What we get is an unhandled exception:
Traceback (most recent call last):
File "/home/mikolajuzarski/python_playground/reproduce_hang/reproducer.py", line 23, in <module>
session.execute("ALTER KEYSPACE system_auth WITH REPLICATION = {'class': 'SimpleStrategy', 'replication_factor': 1 }", timeout=3)
File "cassandra/cluster.py", line 2708, in cassandra.cluster.Session.execute
File "cassandra/cluster.py", line 5048, in cassandra.cluster.ResponseFuture.result
cassandra.OperationTimedOut: errors={'Connection defunct by heartbeat': 'Client request timeout. See Session.execute[_async](timeout)'}, last_host=172.23.0.2:9042
However, the error message is misleading, because it suggests that something bad happened during query execution.

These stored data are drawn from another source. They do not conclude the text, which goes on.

PR #87, opened 2018-07-25
Privrepocreation

Destidom:
This branch makes it possible for the system to try and create private repositories and if it fails it will fall back to public repositories. A teacher may then after sorting payment click refresh course, and the system will loop through the repositories that are supposed to be private to become private.


Destidom:
Closed it while the pullrequest test failed.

What really happens is that during session.connect()
the driver tries to open connections to specific shards of the nodes
using port 19042. It delegates the tasks to ThreadPoolExecutor
which by default uses 2 workers.
Since all packets with dst port = 19042 are silently dropped, both workers are occupied for 10 seconds (connect_timeout
). Meanwhile, we asynchronously try to execute the query, but there are no workers available to handle it - the query times out and the program crashes with unhandled exception.